Morphopolis
Zeitung, Staubsauger, Fliegenklatsche: Die Mittel der heimischen Insektenbekämpfung sind vielfältig. Allerorten wird Kreuchendem und Fleuchendem, Schleichendem und Schwirrendem der Krieg erklärt und der ungebetene Besuch für gewöhnlich nicht nur aus der eigenen Wohnung, sondern zugleich auch aus dem Leben befördert.
Morphopolis, ein Hidden-Object-Game des Entwicklerteams Micro Macro, erscheint demgegenüber wie ein Plädoyer für ein friedvolleres Miteinander, versetzt es mich doch in die Rolle eines Insekts und in dessen bunten Mikrokosmos. Beginnend als Blattlaus, schlüpfe ich in immer größere Körper und eröffne mir neue Perspektiven auf die mich umgebende, in grellen Farben erstrahlende Flora. Blumenstängel erscheinen wie Wolkenkratzer, Blätter als überdimensionierte Brücken, jede Szene als übersättigte Variante jenes mysteriösen Paralleluniversums, das sich zu offenbaren scheint, wenn man eine Lupe auf ein Stück Wiese richtet.
Dieser Detailfülle wiederum steht ein ausgesprochen minimalistisches Spielprinzip gegenüber: Ich bewege mich auf festen Pfaden durch die wenigen Szenen, aus denen jedes Level besteht, und sammle Objekte für andere Insekten, um von ihnen durch freigegebene Wege oder wiederum neue Gegenstände entlohnt zu werden. Alle Elemente, statisch wie dynamisch, fügen sich harmonisch in die jeweilige Umgebung ein und müssen durch aufmerksames Suchen entdeckt werden, was allerdings – ebenso wie die, wenn auch im Vergleich fordernderen Rätselelemente – keine allzu große Herausforderung darstellt.
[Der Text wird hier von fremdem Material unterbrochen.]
PR #1431, opened 2025-11-23
test: better example

mnaoumov:
Better example showing why #1427 is necessary


pjkaufman (approved):

pjkaufman:
Thanks for the example. I will go ahead and merge this.

PR #1433, opened 2025-11-23
feat: add rule to remove horizontal rules outside YAML frontmatter

Lymnah:
Implemented a new `RemoveHorizontalRulesOutsideYaml` rule to clean up standalone horizontal rule separators (`---`) that are frequently inserted by ChatGPT and other LLMs into generated content. These separators often clutter the body of notes and can break formatting, so this rule removes them safely while preserving YAML frontmatter boundaries.

image

**Before applying lint:** 
image

**After applyling lint:**
image

Key additions:
- Added `RemoveHorizontalRulesOutsideYaml` rule, which strips standalone `---` lines only in the document body and never inside YAML frontmatter.
- Added `splitYamlAndBody` utility to reliably separate YAML from the rest of the document.
- Added comprehensive test coverage, including:
  - YAML preservation
  - code block protection
  - table row handling
  - mixed-content edge cases
- Added localization entries for English, Russian, Simplified Chinese, and Traditional Chinese.

This feature provides a clean way to sanitize unwanted separators generated by LLMs without affecting valid Markdown or YAML structure.

### 1. YAML frontmatter
- YAML `---` fences are preserved exactly.
- Any `---` appearing **after** the YAML frontmatter is removed.
- Works when the YAML body is empty.
- Works when only YAML exists in the file.
- Handles multiple `---` separators in the body while keeping the YAML block untouched.

### 2. Files without YAML
- Removes all standalone `---` lines when no YAML frontmatter is present.
- Removes a lone `---` when it's the only content in the file.

### 3. `---` that must NOT be removed
- `---` inside Markdown **tables** is preserved.
- `---` inside **code blocks** is preserved.
- Inline `---` (e.g., `text --- more text`) is preserved.

### 4. Edge cases
- Handles `---` with leading/trailing whitespace.
- Handles empty files safely.


mnaoumov:
Just removing `---` might be not the best option. Maybe you should consider transforming it into equivalent form, which doesn't get conflicted with frontmatter.

```markdown
***
___
* * *
- - -
_ _ _
```

pjkaufman:
@Lymnah , thanks for putting in a PR. I would suggest trying to target the hr AST type rather than using regex to specifically target `---`. The change in question might work for very specific cases, but hr elements are not required to be `---` exactly and it can be used as a part of a table or even a header.

pjkaufman:
Also, I am thinking this would be better as a paste rule @Lymnah . Is there a reason it is not a paste rule? Are you having the AI generate the files in the actual vault? If so, I could see it being used as a regular rule.

Just as a note, I have not seen any feedback/response since the last message back in December. I will keep this open a couple more weeks to see if there is any feedback. But if there is no back and forth by then, I will go ahead and close this PR as I have limited time right now and cannot manage trying to get a hold of people while making any changes to the repo.

pjkaufman:
I am going to close this as I have not heard back on my questions around the PR. We can revisit this again later if need be.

Es scheint, als wäre Morphopolis nur sekundär als Unterhaltungssoftware und vorrangig als Erfahrung konzipiert, als meditative Reise durch das Geflecht von Blumen und Gräsern. Die Ästhetik des Spiels lädt zum Verweilen und Staunen ein, zu einer Erkundungstour durch eine Welt, die den meisten Menschen merkwürdig fern erscheint, obwohl sie selbst ein Teil von ihr sind. Ausgerechnet hier allerdings stellt sich Morphopolis durch sein Gameplay selbst ein Bein. Immer wieder werde ich aus meiner Andacht gerissen, durch die kaum zu ignorierende Linearität des Spiels davon abgehalten, mich wenigstens kurzzeitig darin zu verlieren. Das nach jedem abgeschlossenen Kapitel eingeblendete Hauptmenü zertrümmert wie ein Vorschlaghammer jegliche immersive Ansätze und führt zudem die Kürze des Spiels ebenso wie dessen erzählerische Schwächen umso deutlicher vor Augen. So fühle ich mich denn, als hätte man mir einige riesige, schmuckvoll verzierte Schatulle überreicht, deren Inhalt in keinem Verhältnis zur Verpackung steht.
Schön ist sie allerdings, diese Hülle. Und solange Morphopolis nur einige, wenige Menschen davon überzeugen kann, Staubsauger und Zeitungen ausschließlich ihren Primärfunktionen zuzuführen, bin ich zufrieden. Derweil versuche mich weiter an der friedlichen Koexistenz mit dem verdammten Fruchtfliegenschwarm, der meine Wohnung seit Tagen belagert. Leben und Leben lassen.